Sarawh and Powers were about to break up when Powers’ dog, a German shepherd named Edith, got sick and died on a Native American reservation in Montana.

Powers felt like he’d just lost a child. “I couldn’t even touch [Edith],” he remembers. “All I could do was dig.” While he prepared the grave, Serawh took care of everything, even carrying Edith’s body.

“That was an honor for me. For someone to do that for me,” Powers said.

Powers pulls down his scarf to show me a tattoo on his neck—a German shepherd paw print with a scrawl: “My Édith Piaf.”

The two represent an interesting segment of the homeless couple population: the travelers.

“We’re ninja turtles,” says Powers. “We carry our homes on our backs.”

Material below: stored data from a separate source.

Issue #12668, opened 2019-02-14
Add an ability to specify entrypoint for dockerimage tool in Devfile


sleshchenko:
### Description
There are cases when a user wants to use some official docker image in `dockerimage` tool but default entrypoint is not suitable for his needs. In this case, it is needed to have an ability to specify entrypoint and arguments for `dockerimage` tool in Devfile.
The proposal is to add two optional fields `command` and `arguments` which type is `string array`. It's the same as Kubernetes Container model has https://docs.openshift.com/container-platform/3.5/rest_api/kubernetes_v1.html#v1-container.
It would look like the following
```yaml
  - name: nodejs
    type: dockerimage
    image: node:0.10.40
    command: ['/bin/sh', '-c']
    args: ['tail -f /dev/null']
```

sleshchenko:
@l0rd Do you think the proposed format is good, or it would be better to have something like current devfile draft has `entryPoint: sleep infinity` https://github.com/redhat-developer/devfile/blob/master/Devfile.yaml#L13 ?

l0rd:
@sleshchenko command and args is perfect.

sleshchenko:
Here is a technical issue in implementing it. We convert dockerimage tool to an environment with dockerimage recipe. For example:
```yaml
  - name: che-dev
    type: dockerimage
    image: eclipse/che-dev:nightly
    env:
      - name: CHE_LOGS_DIR
        value: /home/user/che-logs
    endpoints:
      - name: tomcat
        port: 8080
        attributes:
          public: 'true'
    volumes:
      - name: maven
        containerPath: /home/user/.m2
    memoryLimit: 1.5G
    mountSources: true
```
Will be converted to 
```json
{
    "che-dev": {
        "machines": {
            "che-dev": {
                "attributes": {
                    "memoryLimitBytes": "1500000000"
                },
                "servers": {
                    "tomcat": {
                        "attributes": {
                            "public": "true"
                        },
                        "port": "8080",
                        "protocol": "http"
                    }
                },
                "volumes": {
                    "projects": {
                        "path": "/projects"
                    },
                    "maven": {
                        "path": "/home/user/.m2"
                    }
                },
                "installers": [],
                "env": {
                    "CHE_LOGS_DIR": "/home/user/che-logs"
                }
            }
        },
        "recipe": {
            "type": "dockerimage",
            "content": "eclipse/che-dev:nightly"
        }
    }
}
```
[...]

PR #12716, opened 2019-02-20
Support entrypoint definition in dockerimage recipe based workspaces on k8s and os

metlos:
### What does this PR do?
`$TITLE`.

More specifically, this makes sure that at most 1 machine is defined on dockerimage based workspace and if that machine contains `containerCommand` attribute, it is parsed as a YAML list and supplied as the entrypoint command of the container. Additionally if `containerArgs` is present, it is also parsed as a YAML list and supplied as custom arguments to the entrypoint command.

#12668

#### Release Notes
* [ ] TODO

#### Docs PR
* [ ] TODO

### DIFF
--- a/core/che-core-api-model/src/main/java/org/eclipse/che/api/core/model/workspace/config/MachineConfig.java
+++ b/core/che-core-api-model/src/main/java/org/eclipse/che/api/core/model/workspace/config/MachineConfig.java
@@ -38,6 +38,25 @@ public interface MachineConfig {
   String MEMORY_REQUEST_ATTRIBUTE = "memoryRequestBytes";
 
   /**
+   * Name of the attribute from {@link #getAttributes()} which, if present, defines the entrypoint
+   * command to be executed in the machine/container.
+   *
+   * <p>The format is a YAML list of strings, e.g. {@code ['/bin/sh', '-c']}
+   */
+  String CONTAINER_COMMAND_ATTRIBUTE = "containerCommand";
+
+  /**
+   * Name of the attribute from {@link #getAttributes()} which, if present, defines the command line
+   * arguments of the entrypoint command specified using the {@link #CONTAINER_COMMAND_ATTRIBUTE}.
+   *
+   * <p>If {@link #CONTAINER_COMMAND_ATTRIBUTE} is not present, the default command defined in the
+   * image is used and the arguments are provided to it.
+   *
+   * <p>The format is a YAML list of strings, e.g. {@code ['-f', '--yes']}
+   */
+  String CONTAINER_ARGS_ATTRIBUTE = "containerArgs";
+
+  /**
    * Returns configured installers.
    *
    * <p>Values can be installer id with version separated with ':' symbol or just id then latest
--- a/infrastructures/docker/environment/src/main/java/org/eclipse/che/workspace/infrastructure/docker/environment/dockerimage/DockerImageEnvironmentFactory.java
+++ b/infrastructures/docker/environment/src/main/java/org/eclipse/che/workspace/infrastructure/docker/environment/dockerimage/DockerImageEnvironmentFactory.java
@@ -64,7 +64,7 @@ public class DockerImageEnvironmentFactory
       @Nullable InternalRecipe recipe,
       Map<String, InternalMachineConfig> machines,
       List<Warning> warnings)
-      throws InfrastructureException, ValidationException {
+      throws ValidationException {
     checkNotNull(recipe, "Null recipe is not supported by docker image environment factory");
     if (!DockerImageEnvironment.TYPE.equals(recipe.getType())) {
       throw new ValidationException(
@@ -77,9 +77,28 @@ public class DockerImageEnvironmentFactory
 
     checkArgument(dockerImage != null, "Docker image should not be null.");
 
+    ensureSingleMachine(machines);
+
     addRamAttributes(machines);
 
     return new DockerImageEnvironment(dockerImage, recipe, machines, warnings);
+  }
+
+  private void ensureSingleMachine(Map<String, InternalMachineConfig> machines)
+      throws ValidationException {
+    int nofMachines = machines.size();
+    if (nofMachines == 0) {
+      // we create a "fake" machine definition where the rest of the code can put additional
+      // definitions, if needed.
+      InternalMachineConfig emptyConfig = new InternalMachineConfig();
+      // let's just call the machine after the type. The name doesn't matter that much anyway.
+      machines.put(DockerImageEnvironment.TYPE, emptyConfig);
+    } else if (nofMachines > 1) {
+      throw new ValidationException(
+          format(
+              "Docker image environment only supports a single machine definition but found %d.",
+              nofMachines));
+    }
   }
 
   private void addRamAttributes(Map<String, InternalMachineConfig> machines) {
--- a/infrastructures/kubernetes/src/main/java/org/eclipse/che/workspace/infrastructure/kubernetes/environment/convert/DockerImageEnvironmentConverter.java
+++ b/infrastructures/kubernetes/src/main/java/org/eclipse/che/workspace/infrastructure/kubernetes/environment/convert/DockerImageEnvironmentConverter.java
@@ -19,13 +19,14 @@ import io.fabric8.kubernetes.api.model.ContainerBuilder;
 import io.fabric8.kubernetes.api.model.Pod;
 import io.fabric8.kubernetes.api.model.PodBuilder;
 import java.util.HashMap;
-import java.util.Iterator;
 import java.util.Map;
 import javax.inject.Singleton;
 import org.eclipse.che.api.workspace.server.spi.InfrastructureException;
-import org.eclipse.che.api.workspace.server.spi.InternalInfrastructureException;
+import org.eclipse.che.api.workspace.server.spi.environment.InternalMachineConfig;
 import org.eclipse.che.workspace.infrastructure.docker.environment.dockerimage.DockerImageEnvironment;
 import org.eclipse.che.workspace.infrastructure.kubernetes.environment.KubernetesEnvironment;
+import org.eclipse.che.workspace.infrastructure.kubernetes.environment.util.EntryPoint;
+import org.eclipse.che.workspace.infrastructure.kubernetes.environment.util.EntryPointParser;
 
 /**
  * Converts {@link DockerImageEnvironment} to {@link KubernetesEnvironment}.
@@ -39,15 +40,27 @@ public class DockerImageEnvironmentConverter {
   static final String POD_NAME = "dockerimage";
   static final String CONTAINER_NAME = "container";
 
+  private EntryPointParser entryPointParser = new EntryPointParser();
+
   public KubernetesEnvironment convert(DockerImageEnvironment environment)
       throws InfrastructureException {
-    final Iterator<String> iterator = environment.getMachines().keySet().iterator();
-    if (!iterator.hasNext()) {
-      throw new InternalInfrastructureException(
-          "DockerImage environment must contain at least one machine configuration");
-    }
-    final String machineName = iterator.next();
+
     final String dockerImage = environment.getRecipe().getContent();
+
+    Map.Entry<String, InternalMachineConfig> e =
+        environment.getMachines().entrySet().iterator().next();
+
+    InternalMachineConfig machine = e.getValue();
+    String machineName = e.getKey();
+
+    ContainerBuilder container =
+        new ContainerBuilder()
+            .withImage(dockerImage)
+            .withName(CONTAINER_NAME)
+            .withImagePullPolicy("Always");
+
+    applyEntryPoint(machine, container);
+
     final Map<String, String> annotations = new HashMap<>();
     annotations.put(format(MACHINE_NAME_ANNOTATION_FMT, CONTAINER_NAME), machineName);
 
@@ -58,18 +71,22 @@ public class DockerImageEnvironmentConverter {
             .withAnnotations(annotations)
             .endMetadata()
             .withNewSpec()
-            .withContainers(
-                new ContainerBuilder()
-                    .withImage(dockerImage)
-                    .withName(CONTAINER_NAME)
-                    .withImagePullPolicy("Always")
-                    .build())
+            .withContainers(container.build())
             .endSpec()
             .build();
+
     return KubernetesEnvironment.builder(environment)
         .setMachines(environment.getMachines())
         .setInternalRecipe(environment.getRecipe())
-        .setPods(ImmutableMap.of(POD_NAME, pod))
+        .setPods(ImmutableMap.of(machineName, pod))
         .build();
+  }
+
+  private void applyEntryPoint(InternalMachineConfig machineConfig, ContainerBuilder bld)
+      throws InfrastructureException {
+    EntryPoint ep = entryPointParser.parse(machineConfig.getAttributes());
+
+    bld.withCommand(ep.getCommand());
+    bld.withArgs(ep.getArguments());
   }
 }
--- a/infrastructures/kubernetes/src/main/java/org/eclipse/che/workspace/infrastructure/kubernetes/environment/util/EntryPoint.java
+++ b/infrastructures/kubernetes/src/main/java/org/eclipse/che/workspace/infrastructure/kubernetes/environment/util/EntryPoint.java
@@ -1,0 +1,60 @@
+/*
+ * Copyright (c) 2012-2018 Red Hat, Inc.
+ * This program and the accompanying materials are made
+ * available under the terms of the Eclipse Public License 2.0
+ * which is available at https://www.eclipse.org/legal/epl-2.0/
+ *
+ * SPDX-License-Identifier: EPL-2.0
+ *
+ * Contributors:
+ *   Red Hat, Inc. - initial API and implementation
+ */
+package org.eclipse.che.workspace.infrastructure.kubernetes.environment.util;
+
+import com.google.common.collect.ImmutableList;
+import java.util.List;
+import java.util.Objects;
+
+/** Represents an entry-point definition parsed from a string using the {@link EntryPointParser}. */
+public final class EntryPoint {
+
+  private final List<String> command;
+  private final List<String> arguments;
+
+  public EntryPoint(List<String> command, List<String> arguments) {
+    this.command = ImmutableList.copyOf(command);
+    this.arguments = ImmutableList.copyOf(arguments);
+  }
+
+  /** @return unmodifiable list representing the command of the entrypoint */
+  public List<String> getCommand() {
+    return command;
+  }
+
+  /** @return unmodifiable list representing the arguments of the entrypoint */
+  public List<String> getArguments() {
+    return arguments;
+  }
+
+  @Override
+  public boolean equals(Object o) {
+    if (this == o) {
+      return true;
+    }
+    if (o == null || getClass() != o.getClass()) {
+      return false;
+    }
+    EntryPoint that = (EntryPoint) o;
+    return Objects.equals(command, that.command) && Objects.equals(arguments, that.arguments);
+  }
+
+  @Override
+  public int hashCode() {
+    return Objects.hash(command, arguments);
+  }
+
+  @Override
+  public String toString() {
+    return "EntryPoint{" + "command=" + command + ", arguments=" + arguments + '}';
+  }
+}
--- a/infrastructures/kubernetes/src/main/java/org/eclipse/che/workspace/infrastructure/kubernetes/environment/util/EntryPointParser.java
+++ b/infrastructures/kubernetes/src/main/java/org/eclipse/che/workspace/infrastructure/kubernetes/environment/util/EntryPointParser.java
@@ -1,0 +1,67 @@
+/*
+ * Copyright (c) 2012-2018 Red Hat, Inc.
+ * This program and the accompanying materials are made
+ * available under the terms of the Eclipse Public License 2.0
+ * which is available at https://www.eclipse.org/legal/epl-2.0/
+ *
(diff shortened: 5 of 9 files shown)


core/che-core-api-model/src/main/java/org/eclipse/che/api/core/model/workspace/config/MachineConfig.java
```diff
@@ -37,6 +37,20 @@
...
+   * Name of the attribute from {@link #getAttributes()} which, if present, defines the entrypoint
+   * command to be executed in the machine/container.
+   */
+  String CONTAINER_COMMAND_ATTRIBUTE = "containerCommand";
+
+  /**
+   * Name of the attribute from {@link #getAttributes()} which, if present, defines the command line
+   * arguments of the entrypoint command specified using the {@link #CONTAINER_COMMAND_ATTRIBUTE}.
+   *
+   * <p>If {@link #CONTAINER_COMMAND_ATTRIBUTE} is not present, this attribute is ignored.
```
sleshchenko: I'm not sure that it's good behavior. As far as I know, it's a normal scenario to specify only arguments for entry point from a container. It's like ENTRYPOINT and CMD in Dockerfile.
Please check if Kubernetes allows specifying arguments only. And let's do in the same way.

infrastructures/docker/environment/src/main/java/org/eclipse/che/workspace/infrastructure/docker/environment/dockerimage/EntryPointParser.java
```diff
@@ -0,0 +1,78 @@
...
+    }
+
+    try {
+      List<String> commandList = parseAsList(command);
+      List<String> argList = args == null ? emptyList() : parseAsList(args);
+
+      return new EntryPoint(commandList, argList);
+    } catch (IOException e) {
+      throw new InfrastructureException(
+          "Failed to apply entry point configuration for container.", e);
```
sleshchenko: Looks like a different message should be here

sleshchenko (approved):
Draft LGTM.

Let's move on PR ready to review
It would be nice to see different commits for entrypoint and additional check for dockerimage 
environment.

sleshchenko:
@garagatyi Please take a look too

infrastructures/docker/environment/src/main/java/org/eclipse/che/workspace/infrastructure/docker/environment/dockerimage/EntryPointParser.java
metlos: Huh, yes, remnant of the original location of the code :man_facepalming:

core/che-core-api-model/src/main/java/org/eclipse/che/api/core/model/workspace/config/MachineConfig.java
metlos: :+1:  good point, will check

garagatyi (commented):
To be honest I think that this functionality should be implemented with a different approach. 
Current solution brings a lot of code that not really needed. What if we just convert Dokerimage environment to K8s  environment using existing converter and add entrypoint, command arguments, etc?
This should eliminate a need for all this code.
@sleshchenko @metlos WDYT?

sleshchenko:
@garagatyi 
A lot of code that contains this PR is related to converting workspace config attribute to yaml list (that may be a single string, strings list). And we can avoid having such code by declaring that this list MUST contain comma-separated strings.

I do not see how your proposal may reduce the amount of code. Can you elaborate more?

metlos:
> To be honest I think that this functionality should be implemented with a different approach.
> Current solution brings a lot of code that not really needed. What if we just convert Dokerimage environment to K8s environment using existing converter and add entrypoint, command arguments, etc?
> This should eliminate a need for all this code.
> @sleshchenko @metlos WDYT?

Our dockerimage environment doesn't understand entrypoints, AFAIK, and enhancing docker support when we're about to drop it is IMHO not the way to go. That's why I only added the support for it to k8s env.

As @sleshchenko, I don't see where would save a lot of code here though if we went down the route of adding support for entrypoint to dockerimage and added support for the also to the converter.

metlos:
> A lot of code that contains this PR is related to converting workspace config attribute to yaml list (that may be a single string, strings list). And we can avoid having such code by declaring that this list MUST contain comma-separated strings.

In this case, I think it would be counterproductive if we wanted to use 2 different formats for encoding entrypoints in workspace config and in the devfile. If we wanted to have a custom "comma separated list of commands", we'd need a parser (in workspace config) and serializer (in devfile) for that. I the approach I chose, we can use just the `YAMLMapper` for both (the serializer is not part of this PR but I added it in https://github.com/eclipse/che/pull/12761).

garagatyi:
@sleshchenko If we avoid direct implementation of entrypoint and command support in dockerimage workspace recipe (Che 6 stuff) we would do:
1. In `DockerimageToolToWorkspaceApplier` convert devfile dockerimage tool into k8s environment directly. Using existing dockerimage to k8s env converter or even directly tool to k8s.
1. Add entrypoint/args into k8s env

With this approach we would not need anything from this PR at all.  

> Our dockerimage environment doesn't understand entrypoints, AFAIK, and enhancing docker support when we're about to drop it is IMHO not the way to go. That's why I only added the support for it to k8s env.
As @sleshchenko, I don't see where would save a lot of code here though if we went down the route of adding support for entrypoint to dockerimage and added support for the also to the converter.

Well, I'm suggesting not to improve dockerimage recipe at all since it brings new attributes, parsing, etc. And this PR adds entrypoint/args case as machine config attribute which would not be needed when we replace workspace config with devfile usage, eventually.

garagatyi:
@metlos I think improving outdated format with additional attributes is not productive.

metlos:
> @metlos I think improving outdated format with additional attributes is not productive.

ATM devfile "appliers" convert devfile into workspace config. If we were to take a different approach here, we would have to reimplement the whole of devfile conversion, which I think is not practical at this point in time. The amount of code added here is not that huge to justify rewriting everything devfile we have.

garagatyi:
After discussion with @sleshchenko and @metlos we agreed that:
- changing this solution to the one I suggested would simplify the code, but might lead to a very confusing UX for end users when they specify dockerimage tool and endup with kubernetes recipe in the workspace created from the dockerimage devfile tool. Presence of user facing workspace config here leads to this situation. We think that direct usage of devfile would be way better than continuing usage of workspace config 
- this solution is a hack, but because of significant limitations of workspace config we can't avoid it
- we should not document new abilities for Che 6 style workspace config and only promote usage of devfile for setting entrypoint and args

infrastructures/docker/environment/src/main/java/org/eclipse/che/workspace/infrastructure/docker/environment/dockerimage/EntryPointParser.java
```diff
@@ -0,0 +1,112 @@
...
+  /**
+   * Parses a single entry in the format expected by the entry point attribute, i.e. a YAML list of
+   * strings or a YAML string.
+   *
+   * @param data the string data to parse
+   * @return a parsed list or null if the data is not a YAML list or YAML string
+   * @throws IllegalArgumentException if the parsing of the {@literal entry} failed for other
+   *     reasons
+   */
+  public @Nullable List<String> parseEntry(String data) throws IllegalArgumentException {
```
sleshchenko: Why it should be public?

infrastructures/docker/environment/src/main/java/org/eclipse/che/workspace/infrastructure/docker/environment/dockerimage/EntryPointParser.java
```diff
@@ -0,0 +1,112 @@
...
+
+  /**
+   * Parses the attributes contained in the provided machine config and produces an entry point
+   * definition.
+   *
+   * @param machineAttributes the attributes of a machine to extract the entry point info from
+   * @return an entry point definition, never null
+   * @throws InfrastructureException on failure to parse the command or arguments
+   */
+  public EntryPoint parse(Map<String, String> machineAttributes) throws InfrastructureException {
```
sleshchenko: It is used only in `kubernetes-infrastructure` module. Why did you put `EntryPointParser` and `EntryPoint` into `docker-environment` module? I think it would be better to put it to `kubernetes-infrastructure` since very soon it will be used for Kubernetes/OpenShift Environments.
WDYT?

infrastructures/docker/environment/src/main/java/org/eclipse/che/workspace/infrastructure/docker/environment/dockerimage/EntryPointParser.java
```diff
@@ -0,0 +1,112 @@
...
+    String command = machineAttributes.get(MachineConfig.CONTAINER_COMMAND_ATTRIBUTE);
+    String args = machineAttributes.get(MachineConfig.CONTAINER_ARGS_ATTRIBUTE);
+
+    List<String> commandList =
+        command == null
+            ? emptyList()
```
sleshchenko: Are you sure that we should use the empty list here? Won't we override a default command/arguments by specifying an empty list for pod container?

sleshchenko (approved):

infrastructures/docker/environment/src/main/java/org/eclipse/che/workspace/infrastructure/docker/environment/dockerimage/EntryPointParser.java
metlos: Well, it it not used anywhere but the thinking was to expose the raw parsing of the single piece of data, if needed. But you are right, technically, this could be private.

infrastructures/docker/environment/src/main/java/org/eclipse/che/workspace/infrastructure/docker/environment/dockerimage/EntryPointParser.java
metlos: That is mostly my initial confusion about the roles of the individual modules. I will move it into kubernetes infrastructure.

infrastructures/docker/environment/src/main/java/org/eclipse/che/workspace/infrastructure/docker/environment/dockerimage/EntryPointParser.java
metlos: I checked this and nope, that shouldn't be the case. The k8s client interprets empty list as a "undefined". E.g. if you pass null, the `ContainerBuilder` internally creates an empty list anyway.

infrastructures/docker/environment/src/main/java/org/eclipse/che/workspace/infrastructure/docker/environment/dockerimage/EntryPointParser.java
```diff
@@ -0,0 +1,112 @@
...
+            if (n.getNodeType() != STRING) {
+              return null;
+            }
+            ret.add(n.textValue());
+          }
+          return ret;
+        case STRING:
+          return singletonList(node.textValue());
+        default:
+          return null;
```
sleshchenko: Maybe it would be better to throw an exception here instead of returning null?

metlos: Yeah, I admit to being lazy here :wink:

infrastructures/docker/environment/src/main/java/org/eclipse/che/workspace/infrastructure/docker/environment/dockerimage/EntryPointParser.java
```diff
@@ -0,0 +1,112 @@
...
+import java.io.IOException;
+import java.util.ArrayList;
+import java.util.List;
+import java.util.Map;
+import org.eclipse.che.api.core.model.workspace.config.MachineConfig;
+import org.eclipse.che.api.workspace.server.spi.InfrastructureException;
+import org.eclipse.che.commons.annotation.Nullable;
+
+/**
+ * Can be used to parse container entry-point definition specified as a YAML list of strings or a
```
sleshchenko: See https://github.com/eclipse/che/pull/12761#discussion_r260754787. 
maybe `list of strings` would be enough here.

metlos: You mean to not allow a simple string or have a custom format of "list of strings" not based on YAML?

sleshchenko: I mean allowing only list of strings, but not string type.
See fabric8 client kubernetes JSON Schema https://github.com/fabric8io/kubernetes-client/blob/master/kubernetes-model/kubernetes-model/src/main/resources/schema/kube-schema.json#L5198

I understand benefit of supporting YAML Strings (single string or list of strings) but we follow Kubernetes model here, and looks like they do not support it. For us, it would be much simpler too.

metlos: :+1:

infrastructures/kubernetes/src/main/java/org/eclipse/che/workspace/infrastructure/kubernetes/environment/util/EntryPointParser.java
```diff
@@ -0,0 +1,114 @@
...
+   * <p>The {@code null} return value is meant to be reinterpreted as some kind of exception with a
+   * more useful error message than the one we could provide here.
+   *
+   * @param data the string data to parse
+   * @return a parsed list or null if the data is not a YAML list
+   * @throws IllegalArgumentException if the parsing of the {@code entry} failed for other reasons
+   */
+  @VisibleForTesting
+  @Nullable
+  List<String> parseEntry(String data) throws IllegalArgumentException {
```
sleshchenko: Do we still need this method?
Can not we rewrite `parseAsList` in the following way:
```java
  private List<String> parseAsList(String data, String attributeName)
    try {
      return mapper.readValue(data, new TypeReference<ArrayList<String>>() {});
    } catch (IllegalArgumentException | IOException e) {
      throw new InfrastructureException(
          format(
              "Failed to parse the attribute %s as a YAML list. The value was: %s. Error: %s",
              attributeName, data, e.getMessage()), e);
    }
  }
```

core/che-core-api-model/src/main/java/org/eclipse/che/api/core/model/workspace/config/MachineConfig.java
```diff
@@ -37,6 +37,21 @@
    */
   String MEMORY_REQUEST_ATTRIBUTE = "memoryRequestBytes";
 
+  /**
+   * Name of the attribute from {@link #getAttributes()} which, if present, defines the entrypoint
+   * command to be executed in the machine/container.
```
sleshchenko, line 42: Please add info about its format: Array of strings. An example would be useful as well, `["sh","-c"]`

infrastructures/kubernetes/src/main/java/org/eclipse/che/workspace/infrastructure/kubernetes/environment/util/EntryPointParser.java
```diff
@@ -0,0 +1,114 @@
...
+import java.util.ArrayList;
+import java.util.List;
+import java.util.Map;
+import org.eclipse.che.api.core.model.workspace.config.MachineConfig;
+import org.eclipse.che.api.workspace.server.spi.InfrastructureException;
+import org.eclipse.che.commons.annotation.Nullable;
+
+/**
+ * Can be used to parse container entry-point definition specified as a YAML list of strings or a
+ * single YAML string.
```
sleshchenko: `single YAML string` is outdated info here

metlos:
ci-test

amisevsk (commented):
A few comments

infrastructures/kubernetes/src/main/java/org/eclipse/che/workspace/infrastructure/kubernetes/environment/convert/DockerImageEnvironmentConverter.java
```diff
@@ -39,31 +40,49 @@
...
+      throw new InfrastructureException(
+          format(
+              "Environment of type '%s' doesn't support multiple machines, but contains machines: %s",
+              environment.getType(), String.join(", ", environment.getMachines().keySet())));
+    }
+
+    InternalMachineConfig machine = null;
+    String machineName = POD_NAME;
+
+    if (!environment.getMachines().isEmpty()) {
```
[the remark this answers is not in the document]
sleshchenko: Maybe it would be even simpler if `DockerImageEnvironmentFactory` provisions empty machine config if it is not present?
It could fix one small bug: machine memory attribute is not propagated if `dockerimage`  recipe does not have machine config specified. (I can be wrong but it's what I see from code 
https://github.com/eclipse/che/blob/aaa8f424cd198e68e128bca939d9ac058b9ea52e/infrastructures/docker/environment/src/main/java/org/eclipse/che/workspace/infrastructure/docker/environment/dockerimage/DockerImageEnvironmentFactory.java#L85-L89

infrastructures/kubernetes/src/main/java/org/eclipse/che/workspace/infrastructure/kubernetes/environment/util/EntryPoint.java
```diff
@@ -0,0 +1,57 @@
...
+  private final List<String> command;
+  private final List<String> arguments;
+
+  public EntryPoint(List<String> command, List<String> arguments) {
+    this.command = command;
+    this.arguments = arguments;
+  }
+
+  public List<String> getCommand() {
+    return command;
```
sleshchenko, line 31: It will be safer if this POJO has getters with null checking, as we have in other POJOs https://github.com/eclipse/che/blob/5907d1cad5c621e7d726cbeb27c89127fcc4d28b/wsmaster/che-core-api-workspace/src/main/java/org/eclipse/che/api/workspace/server/model/impl/WorkspaceConfigImpl.java#L172-L178

sleshchenko (approved):
LGTM

metlos:
ci-build

amisevsk (approved):

metlos:
ci-test

metlos:
ci-test

garagatyi (approved):

metlos:
ci-test, pretty please?

metlos:
ci-test

metlos:
ci-test

infrastructures/kubernetes/src/main/java/org/eclipse/che/workspace/infrastructure/kubernetes/environment/util/EntryPoint.java
```diff
@@ -0,0 +1,62 @@
...
+    this.command = unmodifiableList(requireNonNull(command));
+    this.arguments = unmodifiableList(requireNonNull(arguments));
+  }
+
+  /** @return unmodifiable list representing the command of the entrypoint */
+  public List<String> getCommand() {
+    return command;
+  }
+
+  /** @return unmodifiable list representing the arguments of the entrypoint */
```
amisevsk, line 34: "Unmodifiable" is deceptive here, since the list elements can be changed. Consider something like `ImmutableList.copyOf(arguments)` and similar for `getCommand()`

infrastructures/docker/environment/src/main/java/org/eclipse/che/workspace/infrastructure/docker/environment/dockerimage/DockerImageEnvironmentFactory.java
```diff
@@ -77,11 +77,30 @@ protected DockerImageEnvironment doCreate(
...
+    ensureSingleMachine(machines);
+
     addRamAttributes(machines);
 
     return new DockerImageEnvironment(dockerImage, recipe, machines, warnings);
   }
 
+  private void ensureSingleMachine(Map<String, InternalMachineConfig> machines)
+      throws ValidationException {
+    int nofMachines = machines.size();
```
amisevsk, line 89: I'd suggest `numberOfMachines` but it's not terribly important.

infrastructures/kubernetes/src/main/java/org/eclipse/che/workspace/infrastructure/kubernetes/environment/util/EntryPoint.java
metlos: Not sure if we're not overdoing it. The list cannot be changed through the returned reference, but of course it can change if something changes the list through the original reference passed to the ctor.

If that really is something we want to be covered for then I'd rather make the ctor package private and be only invoked from the parser, by which we can control the only code path that would hold such mutable reference.

metlos: I mean your observation is of course 100% valid, but I'd be worried about it in some highly reusable piece of code where we could not assume the way it'd be used. IMHO, this is not such case.

metlos:
rebased and squashed on top of latest master before merge

infrastructures/kubernetes/src/main/java/org/eclipse/che/workspace/infrastructure/kubernetes/environment/util/EntryPoint.java
amisevsk: Ah sorry you are right, I had missed the `ImmutableList.copyOf(arguments);` above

Couples like these make their way around the country together, moving more for the journey than the destination. I see similar couples camped out on busy Manhattan sidewalks all the time.

“The average couple goes on a date and spends a few hours together,” points out Alex, half of another traveling couple. “We spend 24 hours a day together.” Alex and his girlfriend, Anna, say their plentiful time together makes them go through things faster than the average couple.

“You have to laugh a lot or you end up losing your mind,” says Anna. I notice their cardboard sign: “Don’t smoke rox. Just need sox.”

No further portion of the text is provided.